The lines to reproduce run from the first one below to the line containing "This moves off", both included. Reproduce them exactly and nothing else.
━━━ EXTRACTED RECORDS
PR #4511, opened 2025-01-03
[macOS] Adopt @Observable in SwiftUI code

harlanhaskins:
This moves off of `ObservableObject` and `@Published` over to `@Observable`, which is preferred as it allows views to observe changes on a per-property basis rather than an entire object at a time.

I went through the app and tried to compare behavior where I could, and I couldn't spot any visual differences, but I am sure there's good chance I have missed something.

This also requires updating the minimum macOS deployment target to 14.0. If that is unacceptable, I am happy just closing this PR. Increasing the deployment target required updating some `onChange` callsites to avoid depreciation warnings.

### DIFF
--- a/macos/Sources/Features/Terminal/TerminalView.swift
+++ b/macos/Sources/Features/Terminal/TerminalView.swift
@@ -28,18 +28,18 @@ protocol TerminalViewDelegate: AnyObject {
 /// The view model is a required implementation for TerminalView callers. This contains
 /// the main state between the TerminalView caller and SwiftUI. This abstraction is what
 /// allows AppKit to own most of the data in SwiftUI.
-protocol TerminalViewModel: ObservableObject {
+protocol TerminalViewModel: AnyObject, Observable {
     /// The tree of terminal surfaces (splits) within the view. This is mutated by TerminalView
-    /// and children. This should be @Published.
+    /// and children.
     var surfaceTree: Ghostty.SplitNode? { get set }
 }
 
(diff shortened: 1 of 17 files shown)


macos/Sources/Features/Terminal/TerminalView.swift
```diff
@@ -86,32 +86,32 @@ struct TerminalView<ViewModel: TerminalViewModel>: View {
...
+                        self.delegate?.pwdDidChange(to: pwdURL)
                     }
-                    .onChange(of: cellSize) { newValue in
-                        guard let size = newValue else { return }
+                    .onChange(of: cellSize) {
+                        guard let size = cellSize else { return }
                         self.delegate?.cellSizeDidChange(to: size)
                     }
-                    .onChange(of: viewModel.surfaceTree?.hashValue) { _ in
+                    .onChange(of: viewModel.surfaceTree?.hashValue) {
```
harlanhaskins, line 107: Given that `Container` is now `@Observable`, this may no longer be required. A view will observe the properties of all `@Observable` instances it reads from during `body`, which means we no longer need to manually propagate changes up from child objects. I am not confident enough to remove this, however.

mitchellh:
macOS 14 as a minimum deployment target is unacceptable. We want to continue supporting all supported Apple platforms. That’s the reason I was holding back. Sorry! But thanks for trying…

harlanhaskins:
No worries, this was still a fun way to get acquainted with the codebase. Thanks for the quick reply!

PR #4531, opened 2025-01-03
font(coretext): add config to adjust strength of `font-thicken`.

qwerasd205:
This is achieved by rendering to an alpha-only context rather than a normal single-channel context, and adjusting the brightness at which CoreText thinks it's drawing the glyph, which affects how it applies font smoothing (which is what `font-thicken` enables).

### DIFF
--- a/src/font/face.zig
+++ b/src/font/face.zig
@@ -100,6 +100,15 @@ pub const RenderOptions = struct {
     ///
     /// This only works with CoreText currently.
     thicken: bool = false,
+
+    /// "Strength" of the thickening, between `0` and `255`.
+    /// Only has an effect when `thicken` is enabled.
+    ///
+    /// `0` does not correspond to *no* thickening,
+    /// just the *lightest* thickening available.
+    ///
+    /// CoreText only.
+    thicken_strength: u8 = 255,
 };
 
 test {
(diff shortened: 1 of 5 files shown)


qwerasd205:
# Screenshots

## `font-thicken = false`
no-thicken

## `font-thicken = true`

### `font-thicken-strength = 0`
thicken-0

### `font-thicken-strength = 127`
thicken-127

### `font-thicken-strength = 255`
thicken-255

src/font/face.zig
```diff
@@ -100,6 +100,15 @@ pub const RenderOptions = struct {
...
     thicken: bool = false,
+
+    /// "Strength" of the thickening, between `0` and `255`.
+    /// Only has an effect when `thicken` is enabled.
+    ///
+    /// `0` does not correspond to *no* thickening,
+    /// just the *lightest* thickening available.
+    ///
+    /// CoreText only.
+    thicken_strength: u8 = 255,
```
mitchellh, line 111: My only thought here is should we use a f32 here instead of a u8. It feels like this would be more user-friendly to configure for a range of "min" to "max".

mitchellh (changes requested):
One question/comment. I'm happy to do that work myself later.

src/font/face.zig
qwerasd205: I considered it but it felt like false precision to me-- I'm not particularly bothered about it either way though so I'm fine with changing it to a float if you want.

mitchellh: I can see the argument, but the argument types match and the difference between subtle changes should not be noticeable enough.

mitchellh: I take it back, this causes hashing issues and I don't want to deal with it lol.

PR #4544, opened 2025-01-03
core: function to detect the display type

jcollie:


src/os/desktop.zig
```diff
@@ -85,3 +85,30 @@ pub fn desktopEnvironment() DesktopEnvironment {
...
+
+/// Detect what desktop environment we are running under. This is mainly used on
+/// Linux to enable or disable GTK client-side decorations but there may be more
+/// uses in the future.
+pub fn displayType() DisplayType {
+    return switch (comptime builtin.os.tag) {
+        .macos => .macos,
+        .windows => .windows,
+        .linux => dt: {
+            if (@inComptime()) @compileError("Checking for the display type on Linux must be done at runtime.");
```
AlexJuca, line 105: @jcollie *suggestion*: Should word this as follows: "On Linux, the display type must be determined dynamically at runtime."

mitchellh:
What would we use this for? (Genuine question)

jcollie:
> What would we use this for? (Genuine question)

@pluiedev is working on patches to apply window blur on X11 and Wayland. If Ghostty is compiled with both X11 and Wayland support we need a runtime method to determine which blur methods to apply. I'm sure more will come up as we decide to talk more native Wayland protocols.

mitchellh:
Since we're using GTK, I'm not sure if this is the right way for us to detect this. 

I think getting the GDK display and using these defines might be better:

https://github.com/GNOME/gtk/blob/867d178e932d9872b853697ef3b59ed769410198/gdk/x11/gdkx11display.h#L46-L51

And the associated Wayland equivalents.

I think these are only available if GTK is compiled with X11/Wayland, so we'll have to use our build config to also assist. I'd feel more comfortable dumping this responsibility onto GTK since it's actually the one setting up our displays. No?

jcollie:
Hmm yeah. This would be especially important if the user for some reason forced Ghostty to run on XWayland.

PR #4549, opened 2025-01-03
Feat: display memory size in Terminal Inspector using bytes and kibibytes

AlexJuca:
This PR ensures that we can view all memory-related information in the Terminal Inspector in bytes and kibibytes for improved readability at a glance. 

Screenshot 2025-01-03 at 23 32 07


src/inspector/utils.zig
```diff
@@ -0,0 +1,3 @@
+pub fn toKiloBytes(bytes: usize) usize {
```
JakeWharton, line 1: This is kibibytes not kilobytes, and as a result should be displayed as KiB not KB.

src/inspector/page.zig
```diff
@@ -25,7 +27,7 @@ pub fn render(page: *const terminal.Page) void {
         }
         {
             _ = cimgui.c.igTableSetColumnIndex(1);
-            cimgui.c.igText("%d bytes", page.memory.len);
+            cimgui.c.igText("%d bytes (%d Kb)", page.memory.len, utils.toKiloBytes(page.memory.len));
```
JakeWharton, line 30: The "b" is cased incorrectly here.

src/inspector/utils.zig
AlexJuca: @JakeWharton Thanks for the heads up on this one. Since this is representing memory size I think kibibyte is the most appropriate.

AlexJuca:
This is how it looks after changing how we represent memory size (kilobytes to kibibytes)

Screenshot 2025-01-04 at 09 01 25

AlexJuca:
@mitchellh I wasn't too sure about using `utils` here. Do you have any suggestions on the naming and location of that file?

src/inspector/Inspector.zig
```diff
@@ -14,6 +14,7 @@ const input = @import("../input.zig");
 const renderer = @import("../renderer.zig");
 const terminal = @import("../terminal/main.zig");
 const inspector = @import("main.zig");
+const utils = @import("utils.zig");
```
AlexJuca, line 17: @mitchellh  I wasn't too sure about using utils here. Do you have any suggestions on the naming and location of that file?

mitchellh, line 17: Thanks for calling this out. I try to avoid `utils` packages since it becomes a dumping ground for anything and everything. I'd prefer naming this `units.zig`

mitchellh (changes requested):
Simple requests. Thanks!

src/inspector/Inspector.zig
AlexJuca: @mitchellh I had the same feeling initially. Cool, I've adjusted based on your feedback. 

Thanks a ton.

PR #4550, opened 2025-01-03
Migrate packaging guide to the website repository

Secrus:
See also: ghostty-org/website#256


mitchellh:
No, sorry, for reasons stated in the Discord. I think its important to keep this as text alongside the source.

PR #4560, opened 2025-01-04
gtk: enable window-title-font-family

jcollie:


src/apprt/gtk/App.zig
```diff
@@ -995,6 +995,31 @@ fn loadRuntimeCss(
...
+            \\
+            \\.inspector-window headerbar {{
+            \\  font-family: "{[font_family]s}";
+            \\}}
+            \\
+            \\.clipboard-confirmation-window headerbar {{
+            \\  font-family: "{[font_family]s}";
+            \\}}
+            \\
+            \\.config-errors-window headerbar {{
```
mitchellh, line 1012: Instead of all this duplication, maybe we should add another class ".window" to every window so that we can target _all windows_ easily too.

src/config/Config.zig
```diff
@@ -1073,7 +1073,12 @@ keybind: Keybinds = .{},
 
 /// The font that will be used for the application's window and tab titles.
 ///
-/// This is currently only supported on macOS.
+/// If this setting is left unset, the default font will be used. On macOS
+/// this is "SF Pro." On Gnome it is usually "Cantarell" but it is possible to
```
mitchellh, line 1077: I recommend removing what the default font is. Any system could easily change this and I don't want to deal with maintaining it. Your note that it is the system default is good enough I think.

mitchellh (changes requested):
Thanks for doing this, bringing parity between systems is great. 

Simple requests!

PR #4564, opened 2025-01-04
Handle `super+period` key combination on macOS

### LINKED ISSUE #4540: macOS: super+period doesn't reach Surface keyCallback
Discussion: #2881 

If you put a log into `Surface.keyCallback`, `super+period` doesn't create a key event. This is causing some keybinds to not work.

liby:
## Description

This PR fixes an issue where `super+period` key combination was not working properly on macOS.

The `performKeyEquivalent` method in the macOS implementation was restricting key combinations to only those that included the [Control modifier](https://github.com/ghostty-org/ghostty/blob/main/macos/Sources/Ghostty/SurfaceView_AppKit.swift#L813-L818). This meant that other valid key combinations like `super+period` were being blocked before they could be properly processed.

## Solution

Removed the Control modifier check in `performKeyEquivalent`, allowing other key combinations like `super+period` to be processed correctly. The key combination is now explicitly handled in the switch statement, which provides better control over which combinations are allowed.

https://github.com/user-attachments/assets/186ba3c8-aeac-478a-ab3d-88d078c5e69a

Fixes #4540

### DIFF
--- a/macos/Sources/Ghostty/SurfaceView_AppKit.swift
+++ b/macos/Sources/Ghostty/SurfaceView_AppKit.swift
@@ -810,49 +810,65 @@ extension Ghostty {
                 return false
             }
 
-            // Only process keys when Control is active. All known issues we're
-            // resolving happen only in this scenario. This probably isn't fully robust
-            // but we can broaden the scope as we find more cases.
-            if (!event.modifierFlags.contains(.control)) {
-                return false
-            }
+            // First check if this is a special key combination we want to handle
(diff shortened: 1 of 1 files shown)


mitchellh:
This works but I do have a much more robust solution in the works that solves a bunch of issues at once (since they all stem from similar `performKeyEquivalent` handling). So, I'll keep this PR open in case that doesn't pan out but lets wait for that...

mitchellh:
Superceded by #4591

PR #4574, opened 2025-01-04
apprt/gtk: Add Close Window action to context menu

tdgroot:
This action already exists in the main menu. The Close Window action allows for better workflow and consistency.

Fixes #4198


mitchellh:
Rejected pending further discussion.

PR #4582, opened 2025-01-04
fix: `config-file` diagnostics when theme is set

### LINKED ISSUE #4509: Non-existent config-file does not show an error when `theme` is set
As reported on Discord, using a non-existent `config-file` without a leading `?` character when `theme` is set does not show an error message or log message (reproduced on both Linux and macOS).

I noted the same thing in https://github.com/ghostty-org/ghostty/pull/2258, but never made a formal issue to track it.

## Steps to reproduce

1. Create a config file with the following contents:

   ```
   # Doesn't matter which theme is used here
   theme = nord
   config-file = some_nonexistent_file
   ```

2. Restart Ghostty or reload the configuration

## Expected behavior

A "Configuration Errors" window should show up saying that `some_noneexistent_file` doesn't exist.

## Actual behavior

No window appears and no message appears in the log.

dmehala:
Fix a bug when diagnostics are lost when a theme is loaded.

### The issue
When a them is loaded, it initializes a new empty `Config`, apply the theme, then replays the user configuration on top of it. This behaviour is explained in detail here:

https://github.com/ghostty-org/ghostty/blob/8f5f432ab61fa73b77cb61239c0cff34250f77bb/src/config/Config.zig#L3192-L3205

The issue is because the `loadTheme` function overwrites the existing `Config` with its internal state, including diagnostics. As a result, previously generated diagnostics from [LoadRecursiveFiles](https://github.com/ghostty-org/ghostty/blob/8f5f432ab61fa73b77cb61239c0cff34250f77bb/src/config/Config.zig#L2991) are lost.

NOTE: This is one solution among others and may not be the most optimal approach.

Fixes #4509

### DIFF
--- a/src/config/Config.zig
+++ b/src/config/Config.zig
@@ -3207,6 +3207,11 @@ fn loadTheme(self: *Config, theme: Theme) !void {
     var new_config = try self.cloneEmpty(alloc_gpa);
     errdefer new_config.deinit();
 
+    // Clone our diagnostics if any.
+    if (!self._diagnostics.empty()) {
+        new_config._diagnostics = try self._diagnostics.clone(alloc_gpa);
+    }
+
     // Load our theme
     var buf_reader = std.io.bufferedReader(file.reader());
     const reader = buf_reader.reader();


src/config/Config.zig
```diff
@@ -3207,6 +3207,11 @@ fn loadTheme(self: *Config, theme: Theme) !void {
     var new_config = try self.cloneEmpty(alloc_gpa);
     errdefer new_config.deinit();
 
+    // Clone our diagnostics if any.
+    if (!self._diagnostics.empty()) {
+        new_config._diagnostics = try self._diagnostics.clone(alloc_gpa);
```
mitchellh, line 3212: I'm suspicious about this. I think it could result in duplicates since our replay should also contain invalid elements. I want to think about this more.

dmehala: Hmm, you're right—`try result.loadDefaultFiles(alloc_gpa);` is called before `finalize`, which can lead to duplicate diagnostics. I overlooked this possibility.

mitchellh: The goal with replay is to reproduce the exact same behavior as if it weren't a replay. So we should look into how we're doing optional files and ensure our replay is preserved.

anund:
Found this issue for a different reason: Found things for a different reason https://github.com/ghostty-org/ghostty/compare/main...anund:ghostty-reforked:validate_config_test

What I haven't had time to track down is whether it's necessary to teach locations to replay steps instead of just :crossed_fingers: remembering to copy diagnostics in all the places.

anund:
`zig build test -Dtest-filter="config.Config"` is useful for cleaning up the test output.

anund:
@dmehala, pushed a conditional state test. I'm happy if you just take what I learned and continue working on this.

dmehala:
Another possible solution would be to move the file existence check into `RepeatablePath.parseCLI`. This way, when the step is replayed, the diagnostic will be generated. However, this approach could be susceptible to [TOCTOU](https://en.wikipedia.org/wiki/Time-of-check_to_time-of-use) issues.

That said, I haven't found a satisfying solution. By its nature, `config-file` isn't replayable, as the configuration files may no longer exist after they've been loaded. IMO, diagnostics generated by [LoadRecusriveFiles](https://github.com/ghostty-org/ghostty/blob/7a27af8bfce9007e31be10aeafe7a968a66aa0b5/src/config/Config.zig#L2998) should be handled differently.

As for the issue reported by @anund, adding a replay location isn't very useful for the end user. A better approach would be to add the location in `Replay.Steps`, thus, diagnostics generated in a replay would be able to pick the original location.

mitchellh:
Closing since this isn't the right solution. Discussion can continue the original issue.

PR #4583, opened 2025-01-04
Improve the documentation for move_tab keybind action

komapa:
As a new user of ghostty, it was not intuitive to figure out how to provide the `offset` parameter. It makes sense when you look more at the rest of the options but I think we can still make these docs cleaner, like I have done in this PR.

Thanks!

### DIFF
--- a/src/input/Binding.zig
+++ b/src/input/Binding.zig
@@ -329,7 +329,7 @@ pub const Action = union(enum) {
     goto_tab: usize,
 
     /// Moves a tab by a relative offset.
-    /// Adjusts the tab position based on `offset` (e.g., -1 for left, +1 for right).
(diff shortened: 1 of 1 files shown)


src/input/Binding.zig
```diff
@@ -341,7 +341,8 @@ pub const Action = union(enum) {
     /// the direction given. For example `new_split:up`. Valid values are left, right, up, down and auto.
     new_split: SplitDirection,
 
-    /// Focus on a split in a given direction. For example `goto_split:up`. Valid values are left, right, up, down, previous and next.
```
komapa, line 344: This is the only docs line that crosses the 120 char boundary. I know this is probably not a hard requirement but I thought it will make this more readable in the IDE.

mitchellh:
Thanks!

Issue #4506, opened 2025-01-03
Load configuration from XDG_CONFIG_DIRS


mitchellh:
### Discussed in https://github.com/ghostty-org/ghostty/discussions/4477

<div type='discussions-op-text'>

<sup>Originally posted by **vikanezrimaya** January  3, 2025</sup>
I want to be able to drop a system-wide config for Ghostty into `/etc/xdg`. `XDG_CONFIG_DIRS` is a variable listing additional locations for config files that could be checked if the appropriate config in `$XDG_CONFIG_HOME`/`~/.config` is not found, and by default it includes `/etc/xdg` (at least on my distribution of choice).

If ghostty would respect this directory (by either loading this config if no config exists in the home directory, or loading it before the user config, allowing user to override system-wide defaults), that would be nice. It looks like ghostty creates an empty default config if it doesn't exist in the home directory, so perhaps the second option is the most appropriate.</div>

### Solution

We should load from _both_ `XDG_CONFIG_DIRS` and `XDG_CONFIG_HOME` and override along the way.

jcollie:
For anyone that works on this, consider creating an iterator interface similar to the `LocationIterator` in `src/config/theme.zig` that iterates through all of the possible locations in order of preference (including the macOS Application Support directory). Eventually we'll want to include Windows' equivalent locations.

danudey:
It's worth noting that, [per the spec](https://specifications.freedesktop.org/basedir-spec/latest/#basics), `$XDG_CONFIG_DIRS` can be a colon-delimited array of paths (similar to `PATH`). Technically this means that we should check each of the directories specified there (if there are more than one) for config files.

Currently the code in `internal_os.xdg.dir()` seems to assume:
1. That the directories are a subdirectory of `$HOME`)
2. That there's only one going to be one directory in the environment variable passed in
━━━━━━
OUTPUT OF THE EXERCISE:
PR #4511, opened 2025-01-03
[macOS] Adopt @Observable in SwiftUI code

harlanhaskins:
This moves off of `ObservableObject` and `@Published` over to `@Observable`, which is preferred as it allows views to observe changes on a per-property basis rather than an entire object at a time.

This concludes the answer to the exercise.